The bake sale strikes back

A bake sale sounds innocent enough. Most people think about cookies and muffins and maybe some girl scouts. No girl scouts were present at the September 2003 bake sale held by the Young Conservatives of Texas, and that’s where it all started.

The YCT was founded on March 2, 1980, as a nonpartisan group dedicated to “the preservation of the American Dream and a strong and free America” according to their founding principles. The Southern Methodist University chapter was founded in the fall of 2002 and ultimately recognized by the university in spring of 2003 as recorded in Chairman Reed Hanson’s YCT history.

The YCT warranted definite applause for their effort in gaining substantial media coverage for SMU and spotlight for the young organization. The next day everyone heard about the SMU bake sale that sold cookies to different ethnic groups and genders at different prices.

As Student Senate election gets closer, the YCT has something new on their agenda. The members believe that the special interest seats, such as African-American Senator, Asian-American Senator, Hispanic-American Senator and International Senator, bring about double representation and reverse discrimination. Student Body President Chip Hiemenz appointed a task force that researched the matter at hand. As the current Senate Constitution stands, in order to run for a special interest seat, the candidate must belong to that particular ethnic group. The task force made the recommendation this January that the Constitution be amended to qualify any student to run for the special interest seat regardless of his or her race.

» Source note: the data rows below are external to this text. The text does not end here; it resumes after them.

PR #94, opened 2015-07-27
Adds cgroups packages and net_cls kernel module to ubuntu systems

ivotron:
This is part of the work for http://tracker.ceph.com/issues/12424 which enables the ceph task in ceph/ceph-qa-suite to create and place osd/mon/mds in control groups.

For ubuntu, kernels for precise and up have `CONFIG_CGROUP_*` enabled, so the only thing that it's required is to install `cgroup-lite` which is a service that mounts the cgroups virtual FS. The `cgroup-bin` package will also be used from the ceph task to manipulate (create/modify/delete) control groups.

The `net_cls` subsystem is included as a module (named `cls_cgroup`) and is not enabled loaded by `cgroup-lite`, i.e. it has to be done explicitly. So we add it to `/etc/modules`

### DIFF
--- a/roles/testnode/templates/modules
+++ b/roles/testnode/templates/modules
@@ -8,3 +8,4 @@ loop
 lp
 rtc
 scsi_transport_iscsi
+cls_cgroup
--- a/roles/testnode/vars/ubuntu.yml
+++ b/roles/testnode/vars/ubuntu.yml
@@ -103,6 +103,9 @@ common_packages:
   # nfs
   - nfs-common
   - nfs-kernel-server
+  # cgroups
+  - cgroup-lite
+  - cgroup-bin
 
 packages_to_upgrade:
   - apt


ktdreyer:
The commit message describes what the changes are (the "what" question) but it doesn't answer the question of "why".

Mind adding some more justification to the commit log so we know what these packages are for, or what tests they are for, etc?

ktdreyer:
Looking at your origin branch name I see it is wip-12424, and clicking http://tracker.ceph.com/issues/12424 says "Modify the ceph task to make it possible to put osd/mon/mds in specified control groups."

It would be awesome to include the ticket link and this text in the commit log :)

ivotron:
thanks for the feedback @ktdreyer . I should have marked this as DNM since I was figuring out whether this could potentially cause existing QA tests to fail. I did a lot of reading and asked LXC people to confirm that even though cgroups subsystems are always enabled once cgroup-lite is installed, they should not affect other processes that are not explicitly placed in particular cgroups (besides the addition of some minimal overhead).

Please let me know if there's anything else that is needed in order for this to get merged.

ktdreyer:
Thanks! LGTM

PR #96, opened 2015-08-03
A callback plugin that logs failure message

andrewschoen:
This callback plugin is called on every failure and prints out the
failure information as yaml so that it's easier to read in the
teuthology logs.

If the environment variable ANSIBLE_FAILURE_LOG is present then a log of
all failures in the playbook will be persisted to the file
path given in the ANSIBLE_FAILURE_LOG.

### DIFF
--- a/callback_plugins/failure_log.py
+++ b/callback_plugins/failure_log.py
@@ -1,0 +1,57 @@
+"""
+This callback plugin writes ansible failures to a log as yaml. This way you
+can parse the file later and use the ansible failures for other reporting
+or logging.
+
+A log will not be written unless the environment variable ANSIBLE_FAILURE_LOG
+is present and contains a path to a file to write the log to.
+
+NOTE: This plugin was only tested on ansible version 1.9.2 and does not support
+v2 style plugins
+"""
+import yaml
+import os
+import logging
+
+log = logging.getLogger(__name__)
+# We only want to log if this env var is populated with
+# a file path of where the log should live.
+fail_log = os.environ.get('ANSIBLE_FAILURE_LOG')
+if fail_log:
+    handler = logging.FileHandler(filename=fail_log)
+    log.addHandler(handler)
+
+
+def log_failure(host, result):
+    """
+    If the environment variable ANSIBLE_FAILURE_LOG is present
+    a log of all failures in the playbook will be persisted to
+    the file path given in ANSIBLE_FAILURE_LOG.
+    """
+    if fail_log:
+        failure = {"{0}".format(host): dict()}
+        failure[host] = result
+        log.error(yaml.safe_dump(failure))
+
+
+class CallbackModule(object):
+    """
+    This Ansible callback plugin writes task failures to a yaml file.
+    """
+
+    def runner_on_failed(self, host, result, ignore_errors=False):
+        """
+        A hook that will be called on every task failure.
+        """
+
+        if ignore_errors:
+            return
+
+        log_failure(host, result)
+
+    def runner_on_unreachable(self, host, result):
+        """
+        A hook that will be called on every task that is unreachable.
+        """
+
+        log_failure(host, result)
--- a/.gitignore
+++ b/.gitignore
@@ -1,2 +1,3 @@
 *.swp
 virtualenv
+*.pyc


andrewschoen:
Produces output like this:

```
TASK: [debug msg="I'll always fail"] ******************************************
failed: [XXX.ceph.redhat.com] => {"failed": true, "failed_when_result": true, "verbose_always": true}
msg: I'll always fail

****Ansible Failure******

XXX.ceph.redhat.com:
  failed: true
  failed_when_result: true
  invocation: {module_args: msg="I'll always fail", module_name: debug}
  msg: I'll always fail
  verbose_always: true
```

ansible.cfg
```diff
@@ -3,3 +3,4 @@ ansible_managed = This file is managed by ansible, don't make changes here - the
 # this works when testing from my laptop, but will need to
 # be changed when it lives in a production environment
 vault_password_file = ~/.vault_pass.txt
+callback_plugins = ~/.ansible/plugins/callback_plugins/:/usr/share/ansible_plugins/callback_plugins:./library/plugins/callback
```
zmc: Why three items here?

library/plugins/callback/failure_log.py
```diff
@@ -0,0 +1,52 @@
...
+
+    If the environment variable ANSIBLE_FAILURE_LOG is present
+    a log of all failures in the playbook will be persisted to
+    the file path given in ANSIBLE_FAILURE_LOG.
+    """
+    failure = {"{0}".format(host): dict()}
+    failure[host] = result
+
+    print "\n****Ansible Failure******\n"
+    print yaml.safe_dump(failure)
```
zmc: So, the above will cause *additional* logging to stdout? I'm not sure if that'll be useful - ansible already logs all this data.

ansible.cfg
andrewschoen: because the other two are the default values and I didn't want to lose those

library/plugins/callback/failure_log.py
andrewschoen: Yeah, ansible logs it, but it's terrible to read.

I liked this output, but I'm willing to remove it if others disagree.

library/plugins/callback/failure_log.py
```diff
@@ -0,0 +1,49 @@
+import yaml
+import os
+
+
+def log_failure(host, result):
+    """
+    Print any failures to stdout nicely formatted as yaml.
```
alfredodeza: I don't see anything here that sends output to stdout

andrewschoen: Whoops, just changed that behavior but forgot to update the docs.

ansible.cfg
zmc: Ah, ok. Maybe a comment would be a good idea here.

library/plugins/callback/failure_log.py
zmc: I'm fine with leaving it in for now - if we all hate it, we can remove it.

ansible.cfg
andrewschoen: Will do.

library/plugins/callback/failure_log.py
andrewschoen: I went ahead and removed it.  Hopefully the nicely formatted message in the exception raised by teuthology will be enough.

andrewschoen:
I've changed this to DNM until I've got this working on the teuthology side as well.

andrewschoen:
This has been tested with teuthology and is working correctly.  My first attempt was not thread safe when multiple nodes were involved, but using the logging module fixes that.

Teuthology PR: https://github.com/ceph/teuthology/pull/589

callback_plugins/failure_log.py
```diff
@@ -0,0 +1,58 @@
...
+
+
+def log_failure(host, result):
+    """
+    If the environment variable ANSIBLE_FAILURE_LOG is present
+    a log of all failures in the playbook will be persisted to
+    the file path given in ANSIBLE_FAILURE_LOG.
+    """
+    failure = {"{0}".format(host): dict()}
+    failure[host] = result
```
zmc: Shouldn't these two lines be inside the ``if`` clause below?

andrewschoen: They could be, yeah.  I don't think it would affect the functionality at all though.

dmick: sure, just wasted effort if no logging

andrewschoen: Ok, I've moved those two lines inside the if statement.

zmc: Just less (albeit small) overhead when we're not actually using the feature

PR #266, opened 2016-07-13
use 120s instead of default 12s for cmd timeout

vasukulkarni:
Increase timeout from 12s to 120s for ansible cmds

Signed-off-by: Vasu Kulkarni vasu@redhat.com


ktdreyer:
That's "what" it does, but not "why" :(

djgalloway:
@ktdreyer We were seeing an unusually high number of timeouts in OVH and Octo.

Example: http://sentry.ceph.com/sepia/teuthology/issues/736/events/31647/

ktdreyer:
Thanks for the context!

PR #274, opened 2016-08-01
Use the profile_tasks plugin

zmc:
This will cause ansible to display timing information for tasks,
allowing us to see what's slow and potentially improve speed.

I've been using this locally for a while now. It's nice.


djgalloway:
Is the plugin shipped with ansible already or?  I don't see docs on the official website but found the plugin on github.

I like it.  Just curious if anything else needs to be done.

zmc:
It was in 2.0: https://github.com/ansible/ansible/blob/v2.0.0.0-1/lib/ansible/plugins/callback/profile_tasks.py

djgalloway:
Cool.  Thanks for the info and rebasing.

PR #277, opened 2016-08-05
teuthology: Provide a default for teuthology_yaml_extra

zmc:


djgalloway:
> There appears to be a bug with the free strategy when only using one host.

Can you elaborate?

zmc:
It appeared to get stuck in a loop, not doing anything productive :-/

If you want to see output I can get some

zmc:
I actually can't reproduce now; dropped the commit

PR #278, opened 2016-08-11
Add support for testing RHEL beta distros using internal repos

djgalloway:
Combine with ceph-octo-secrets PR# 77

Tested on RHEL7.2 and RHEL7.3 using stock cobbler images.  RHEL7.2 gets subscribed to CDN as it should and RHEL7.3 uses the internal repos.  Also tested CentOS 7.2 for sanity and to verify `redhat-lsb-core` package is available.

`no_log: true` is ignored (https://github.com/ansible/ansible/issues/11253) for now but since logs are internal, it's not a big deal.  The only 'sensitive' info that gets output is the internal repo path.

### DIFF
--- a/roles/cobbler/templates/snippets/cephlab_packages_rhel
+++ b/roles/cobbler/templates/snippets/cephlab_packages_rhel
@@ -9,6 +9,7 @@
 #end if
 perl
 wget
+redhat-lsb-core
 ## For ansible/NRPE
 smartmontools
 libselinux-python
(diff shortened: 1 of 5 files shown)


djgalloway:
@dmick seemed okay with this.  @zmc any objections?

zmc:
Yeah, looks good! It's been tested?

djgalloway:
See comment 1 :)

PR #279, opened 2016-08-16
defaults: beta_repos must be a dict

jdurgin:
The incorrect default causes ceph-cm-ansible to fail every teuthology job: 'with_dict expects a dict'

Signed-off-by: Josh Durgin <jdurgin@redhat.com>


jdurgin:
merging myself since it's a trivial fix and I tested it with teuthology manually

PR #282, opened 2016-09-13
Add vmhosts to vmlist.py and run virsh in read-only mode

djgalloway:
'virsh -r' allows vmlist.py to work with RHEV hypervisor hosts


dmick:
Look at you!  Cool.

PR #285, opened 2016-10-18
common: Change method of detecting beta distro

djgalloway:
Tested on:
RHEL7.3 Beta
- Unregistered

RHEL7.3 RC2
- Unregistered

RHEL7.2
- Unregistered
- Already registered with expected repos from `rhsm_repos`
- Already registered with additional repos not in `rhsm_repos`

It was recently discovered that Release Candidate ISOs of RHEL don't output "Beta" or
"Alpha" in `lsb_release` output.  Therefore, RHEL RC Distros were
registering with CDN and not putting beta_repos in place.

This new method registers every RHEL system with CDN, checks if there are
any available matching repos based on ansible_distribution_version, and
either:
  - Unregisters from CDN and runs beta_distros.yml if there are no CDN repos
  - Continues with setting up desired rhsm_repos

I also added some additional working to task descriptions to hopefully
claer up what's going on in this playbook since there are a lot of when
and if statements.

### DIFF
--- a/roles/common/tasks/rhel-entitlements.yml
+++ b/roles/common/tasks/rhel-entitlements.yml
@@ -25,7 +25,7 @@
   changed_when: false
   no_log: true
 
-- name: Set rhsm_registered
+- name: Set rhsm_registered if we're already registered
   set_fact:
     rhsm_registered: "{{ subscription.rc == 0 }}"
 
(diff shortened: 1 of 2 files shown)


vasukulkarni:
:+1:

PR #287, opened 2016-11-01
testnode: Define a few empty variables for ansible v2.2 compatibility

djgalloway:
Tested using ansible v2.2 on a smithi running Ubuntu 14.04, a smithi running CentOS 7.2, and a magna running RHEL 7.2.

`roles/testnode/vars/yum_systems.yml` isn't included on playbook runs where `ansible_pkg_mgr != apt`.  Even though the tasks relying on those vars are skipped, the tasks were still fatally failing because the vars weren't defined.  Defining empty defaults gets around that.

### DIFF
--- a/roles/testnode/defaults/main.yml
+++ b/roles/testnode/defaults/main.yml
@@ -29,8 +29,14 @@ epel_packages: []
 # version, distro or package type
 common_packages: []
 
+# common packages that aren't available in aarch64 architecture
+non_aarch64_packages: []
+non_aarch64_packages_to_upgrade: []
+non_aarch64_common_packages: []
+
 # packages used by ceph we want to ensure are removed
 ceph_packages_to_remove: []
+ceph_dependency_packages_to_remove: []
 packages_to_remove: []
 packages_to_upgrade: []
 
--- a/roles/testnode/tasks/apt/repos.yml
+++ b/roles/testnode/tasks/apt/repos.yml
@@ -8,7 +8,7 @@
 
 - name: Remove custom repos
   file: path=/etc/apt/sources.list.d/{{ item }} state=absent
-  with_items: "{{ custom_repos.stdout_lines }}"
+  with_items: "{{ custom_repos.stdout_lines|default([]) }}"
   # Ignore changes here because we will be removing repos that we end up re-adding later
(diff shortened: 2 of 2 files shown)


roles/testnode/defaults/main.yml
```diff
@@ -29,8 +29,14 @@ epel_packages: []
...
 common_packages: []
 
+# common packages that aren't available in aarch64 architecture
+non_aarch64_packages: []
+non_aarch64_packages_to_upgrade: []
+non_aarch64_common_packages: []
+
 # packages used by ceph we want to ensure are removed
 ceph_packages_to_remove: []
+ceph_dependency_packages_to_remove: []
```
zmc: This might be confusing as this is defined in ``roles/testnode/vars/yum_systems.yml``. On the other hand, maybe it's fine. @dmick?

djgalloway: `roles/testnode/vars/yum_systems.yml` isn't included on playbook runs where `ansible_pkg_mgr != apt`.  Even though the tasks relying on those vars are skipped, the tasks were still fatally failing because the vars weren't defined.  Defining empty defaults gets around that.

Not arguing the confusing aspect.  Just explaining why it also needs to be set here.  Otherwise we need to use `|default([])`.

zmc: Yeah, I'm curious what @dmick thinks about how we should set these defaults. I'm not attached to anything in particular.

dmick: if it's yum-specific but in a global place, it'd be better if it had yum in its name IMO

dmick: ...and is one the same as the other, just apt vs yum?  if so I hate the names bad

zmc: I'm confused; these aren't new, they just need defaults to cope with a change in ansible 2.2 regarding undefined variable treatment

dmick: I'm not saying they're new, just, they've now got my attention.  I'm trying to figure out what and why they are, and I'm also confused about why this list wasn't in defaults before (i.e., I suppose, what the convention is for defaults).

PR #288, opened 2016-11-02
common: Install a few additional packages for NRPE

djgalloway:
check_load nagios plugin needs to be installed on RHEL and CentOS


djgalloway:
OK to merge now.  Forgot to add the new var to the README originally.

PR #291, opened 2016-11-16
Updates to downstream_setup role

djgalloway:
Vasu started seeing errors about `repos_to_remove` not being defined after we un-pinned Ansible from 2.1.  This goes back to the issue where task files that aren't even included or run are still being evaluated.  If they don't have empty variables set, the playbook fails.

So I defined an empty list for the var but was still getting:

`FAILED! => {"failed": true, "msg": "{{ repos_to_remove.split(',') }}: 'list object' has no attribute 'split'"}`

I found https://github.com/ansible/ansible/issues/18483 and have set both `setup.yml` and `cleanup.yml` when conditionals to be evaluated dynamically in https://github.com/ceph/ceph-cm-ansible/commit/adbc0903d3944d850be643e1a6dab169090eab7b

Fixes: http://tracker.ceph.com/issues/17922

### DIFF
--- a/roles/downstream-setup/defaults/main.yml
+++ b/roles/downstream-setup/defaults/main.yml
@@ -34,3 +34,6 @@ disable_yum_repos: []
 # NOTE: this does not work on repo files with multiple entries in them,
 # it will only enable the first entry in the repo file.
 enable_yum_repos: []
+
+# defining empty var for ansible v2.2 compatibility.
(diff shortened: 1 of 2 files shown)


vasukulkarni:
http://pulpito.ceph.redhat.com/vasu-2016-11-16_15:13:52-smoke-jewel---basic-clara/

PR #299, opened 2016-12-22
Add role for nsupdate_web

zmc:
See https://github.com/zmc/nsupdate-web/

### DIFF
--- a/roles/nsupdate_web/tasks/main.yml
+++ b/roles/nsupdate_web/tasks/main.yml
@@ -1,0 +1,87 @@
+---
+- name: Build args to pass to nsupdate_web
+  set_fact:
+    nsupdate_web_args: "--ttl {{ nsupdate_web_ttl }} -d {{ lab_domain }} -K {{ keys_dir }}/{{ pubkey_name }} -s {{ nsupdate_web_server }}{% if allow_hosts %} -a {{ allow_hosts }}{% endif %}"
+
+- name: Including major version specific variables.
+  include_vars: "{{ item }}"
+  with_first_found:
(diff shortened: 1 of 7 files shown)


zmc:
Next step is probably an nginx proxy to front the server so it can listen on the main interface - but I need to make changes to `nsupdate-web` to get it to enforce a policy first.

Oh and a README for the role.

djgalloway:
You could probably get it to pull the key from `ansible/secrets/nameserver.yml` if you wanted to.

zmc:
@djgalloway I thought about that but I'm leaning towards that being a not-so-great idea since it'd allow anyone with the key to modify records on any of the dynamic zones. The purpose of the web service is to keep everything locked down

roles/nsupdate_web/tasks/main.yml
```diff
@@ -0,0 +1,59 @@
...
+  user:
+    name: "{{ nsupdate_web_user }}"
+    state: present
+    system: true
+    shell: "/bin/false"
+
+- name: Clone nsupdate_web repo
+  git:
+    repo: "{{ repo_url }}"
+    dest: "~/nsupdate_web"
```
djgalloway: Will the git module create this dir if it doesn't exist?  Ansible docs don't say.

zmc: Yes, it will

zmc:
@djgalloway  This now fronts with nginx. Do you think a readme is necessary?

djgalloway:
I'd say yes.  Mainly to mention that this is a first-time setup role and not really an ongoing config management role.

Also what to do after the role has been run (like putting the keys in place) would be helpful.

zmc:
@djgalloway repushed with a readme and the missing nginx file!

PR #301, opened 2017-01-12
Ensure search domain and domain are set properly in resolv.conf

zmc:


djgalloway:
Does this survive a reboot?  (Does it need to?)

I know @dmick has done some extensive research into how Ubuntu deals with the resolv.conf file.  As I understand things, it's not just a static file you can edit and have the changes be live immediately anymore but I'm not sure.  https://www.stgraber.org/2012/02/24/dns-in-ubuntu-12-04/

zmc:
@djgalloway Yeah, it should.

This is why we [purge resolvconf](https://github.com/ceph/ceph-cm-ansible/blob/a6f7b4d1c4685c647216d03e7d6bb82ce8a71172/roles/testnode/tasks/resolvconf.yml#L2-L7)

PR #335, opened 2022-03-10
internal/config: Get rid of *string/string distinction

Gundersanne:


Gundersanne:
We already ignore this for some config options, so let's just get rid of it.

Gundersanne:
This is blocked on #334 for the spec update

ondrejbudai (approved):
&nice!

PR #337, opened 2022-03-11
Client credentials grant

Gundersanne:


teg:
Please explain a bit :) Otherwise looking good!

Gundersanne:
Added some extra info in the 3rd commit:

```

    This will allow us to use the service accounts which work against
    identity.api.openshift.com, which are much easier to manage and have the
    added benefit of not expiring automatically/expiring instantly when we
    want them to.
```

PR #344, opened 2022-03-22
Fix rhel 85 appstream pkglist

Gundersanne:


distributions/rhel-85/rhel-85.json
```diff
@@ -11,7 +11,7 @@
       "baseurl": "https://cdn.redhat.com/content/dist/rhel8/8.5/x86_64/baseos/os",
       "rhsm": true
     }, {
-      "id": "baseos",
+      "id": "appstream",
```
teg, line 14: I used this was the bug? For the future, could you explain it in the commit message?

internal/distribution/distribution_test.go
```diff
@@ -56,12 +56,30 @@ func TestAvailableDistributions(t *testing.T) {
...
 
 func TestFindPackages(t *testing.T) {
-	pkgs, err := FindPackages("../../distributions", "centos-8", "x86_64", "ssh")
+	pkgs, err := FindPackages("../../distributions", "centos-8", "x86_64", "vim")
 	require.NoError(t, err)
-	require.Greater(t, len(pkgs), 0)
-	for _, p := range pkgs {
-		require.Contains(t, p.Name, "ssh")
-	}
+	require.ElementsMatch(t, []Package{
```
teg, line 61: Makes sense, but explanation in the commit message would make it perfecter.

teg (approved):
Looks good, minor nits inline not a blocker.

distributions/rhel-85/rhel-85.json
Gundersanne: done!

internal/distribution/distribution_test.go
Gundersanne: done!

PR #348, opened 2022-03-26
org-id as primary tenant identifier

teg:
Move from using `account_number` to `org_id` as tenant identifier. For the time being, we still populate the database with both, for backwards compatibility.

Currently all our tenants have both `account_number` and `org_id` set in the identity header, but that is about to change at the platform level, so this prepares us.

Every `User` account (all of our potential tenants) will continue to have an `org_id` associated with them, but `account_numbers` are only associated with accounts that are associated to an EBS account, which happens when a subscription is created for the organization. Accounts that are not associated with EBS accounts are refer to as "anemic accounts". At the moment console.redhat.com does not support anemic accounts, and all access is gated on EBS accounts, but in the future that requirement will be dropped, allowing users access to console.redhat.com (and image builder) before they have any subscriptions.

This PR does a few things:
 - start relying on redhatinsights/identity identity header validation (still enforcing `account_numbers`, but ready to follow their changes)
 - make `org_id` required in our database and use that to make tenancy decisions (should be a noop)
 - gate access to RHEL content on having an EBS account (a noop until the restriction is lifted)

Follow-ups:
 - drop `account_numbers` entirely when we have redeployed and nothing relies on it
 - update the `identity` library when the policy has been changed to no longer require `account_number`
 - use the `rhel: is_enabled` property from the identity header once https://github.com/RedHatInsights/identity/pull/3 has been merged

Blockers:
- [ ] move quotas from account_numbers to org_ids in app-interface (maybe: just define default quotas?)


teg:
See discussion here: https://github.com/RedHatInsights/identity/pull/2

teg:
@lphiri, could you give this a quick sanity check, just to see if I have understood the consoleDot parts correctly?

lphiri:
@teg the consoleDot parts look ok.  Do you have a plan for filling in org IDs for existing DB data when you do the migration?   We will be providing an a translation API to help with that. There is actually a golang helper package you may be able to use : https://github.com/RedHatInsights/tenant-utils

teg:
> @teg the consoleDot parts look ok.

Thanks!

> Do you have a plan for filling in org IDs for existing DB data when you do the migration? We will be providing an a translation API to help with that. There is actually a golang helper package you may be able to use : https://github.com/RedHatInsights/tenant-utils

Ah, that's great to know! We happened to already record the `org_id` in the database (I should have mentioned that in the PR description), so we should be good (is that right @Gundersanne? I'm assuming any old entries without `org_id` have been garbage collected by now...)

teg:
@Gundersanne I'm unlikely to have time to finish this up, feel free to take it over / consider it an RFE. Happy to discuss it if you'd like.

Gundersanne:
re: quotas

They're currently defined in app-intf. There's 2 accounts with non-standard quota both in stage (CI/QE accounts).

teg:
> re: quotas
> 
> They're currently defined in app-intf. There's 2 accounts with non-standard quota both in stage (CI/QE accounts).

Considering this is in staging, my suggestion was to up the quota there for everyone (I think we support `*`?), so we would not need a flag day when replacing the account numbers with org_ids.

Gundersanne:
I made the default on stage 10k, so should be fine. I think we're ready on this?

internal/v1/server.go
```diff
@@ -870,3 +848,22 @@ func (s *Server) HTTPErrorHandler(err error, c echo.Context) {
...
+			return err
+		}
+
+		if idh.Identity.Type == "Associate" {
+			// Associate account types are not guaranteed to have an associated org_id, these accounts
+			// should not be able to access image-builder as long as we don't explicitly enable turnpike
+			// access, or another such service forwards them to us. Explicitly reject such accounts for
+			// now.
+			return echo.NewHTTPError(http.StatusBadRequest, "unsupported account type: 'Associate'")
+		}
```
Gundersanne, line 865: So I wonder if we can't just introduce a dummy org_id value here for associates?  Like if suddenly a bunch of internal people lose access, that could be bad no?

teg: This would require explicit support beyond just the org_id. These accounts are not used to access image builder today (basically: not what it looks like). Happy to discuss though.

teg: This would require explicit support beyond just the org_id. These accounts are not used to access image builder today (basically: not what it looks like). Happy to discuss though.

PR #352, opened 2022-04-13
v1: limit the number of image requests in the spec itself 

ondrejbudai:
We have always supported only one image request per a compose. This is not
enforced on the openapi spec level though, just on the Go code level.
Let's add the limits also to the spec file to be more explicit.

As passing more/no requests was never possible, this is not a change.


Gundersanne (approved):
Good idea, thank you!

ondrejbudai:
Had to actually modify the test for this. Also, I removed the now redundant check from `server.go` since this is now being caught on the openAPI level.

Gundersanne (approved):

Gundersanne:
GCP is out of resources again. This is fine.

PR #353, opened 2022-04-14
v1: Adapt to new composer spec

jrusz:


jrusz:
@Gundersanne do you have any idea what's happening to the Edge test? It's like it's trying to download the edge commit but it takes forever and the times out...

Gundersanne:
> @Gundersanne do you have any idea what's happening to the Edge test? It's like it's trying to download the edge commit but it takes forever and the times out...

The edge test is extremely flaky and has multiple pain points. Need to get on fixing it or maybe just removing it at some point.

PR #359, opened 2022-05-04
db: add max image name length constraint

jkozol:
Image Names must be 100 characters or less. Existing entries are not changed but new entries must pass this check.


Gundersanne (changes requested):
I think this migration will fail if there's any entry with more than 100 characters (can you add a test for that as well?)

As part of the migration, can you go through the table and updated any entries longer than 100 chars?

jkozol:
> This migration will fail if there's any entry with more than 100 characters (can you add a test for that as well?)
>
> As part of the migration, can you go through the table and update/truncate any entries longer than 100 chars?

Since I set `Not Valid` the migration won't validate any existing entries. So, even if there are names with more than 100 characters the migration should still succeed. I think it would be better to maintain the data users have already entered instead of truncating it.

Gundersanne:
> > This migration will fail if there's any entry with more than 100 characters (can you add a test for that as well?)
> > As part of the migration, can you go through the table and update/truncate any entries longer than 100 chars?
> 
> Since I set `NOT VALID` the migration won't validate any existing entries. So, even if there are names with more than 100 characters the migration should still succeed. I think it would be better to maintain the data users have already entered instead of truncating it.

Ah nice, I missed that! Perfect, then lgtm, thank you.

Gundersanne (approved):

PR #362, opened 2022-05-14
Filter errors

Gundersanne:


teg:
Might want to run the "open a support case" advice by CEE.

Gundersanne:
> Might want to run the "open a support case" advice by CEE.

Yea probably need a different string there, can also say unknown or something.

teg:
I like the idea though. Should just get their ack and make sure we agree on what info to include (and when to give this advice, probably should not be on a catch all)

Gundersanne:
> I like the idea though. Should just get their ack and make sure we agree on what info to include (and when to give this advice, probably should not be on a catch all)

Yea, I'm just wondering what the default error should be.

PR #369, opened 2022-05-27
Add kube-linter check

Gundersanne:
Example runs: https://github.com/Gundersanne/image-builder/actions/workflows/tests.yml.

The 'break template' commits are commits where the check was made to fail on purpose.


ondrejbudai (approved):
More linting, yay!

As the recommendation surfaced, YCT’s plan also materialized. Four YCT members applied to run as candidates for each of the special interest seats. In the case of the International Senator, the YCT candidate runs uncontested. Their intentions have “warning” written all over them. They did make one mistake though. The amendment is to be voted with this election. It has not been passed. Therefore, their members cannot run for the special interest seats. Yet.

With the YCT future plans revealed, many minority students at SMU had a change of heart about the amendment. The amendment did not draw hostility when presented to the minority community. The open-minded naively considered it an adequate compromise and did not expect the rule to be abused. As it turns out, the racial restriction guarded off malicious intents. Had YCT been able to run this year, they would have gotten the International seat uncontested.

YCT is a strong and well-organized group that has brought up valid concerns. After all its influence played an important role in submitting these special interest seats under scrutiny. The members of YCT have the right to do whatever they want under the protection of freedom of speech. However, when freedom of speech becomes freedom to make a mockery out of certain people, their victims don’t need to put up with the abuse.

Nonetheless, YCT is not without diversity merits. They don’t only target ethnic minority groups. “Hippies,” “gays,” and anyone else who they believe threatens a “Strong and Free America” also fall under their realm of specialty.

The scarier part is: their agenda is fixed. Last fall, Senator Shyung, the current Asian American Senator, led a group of students to a YCT meeting to discuss matters, but they were turned away and told that the meeting was “private.” Discussing matters in a civilized manner may not be the most feasible option as Asian American Student Services Coordinator Karen Click suggested, “Don’t use your energy to talk to them. Use your energy to talk to your friends.” Talk to people who care about diversity in this community and mobilize them against a group that refuses to even consider ideas outside of their own.

Besides the barrier of apathy on campus, students simply do not know what is going on. “In our world information does not just walk up to you and say, ‘excuse me, I think you need to know this,’” said Jennifer Jones, Director of the Department of Multicultural Student Affairs. Senate election is well in sight. Major decisions with lasting impact lie in the hands of the student body. Hopefully, it lies in the hands of an informed one.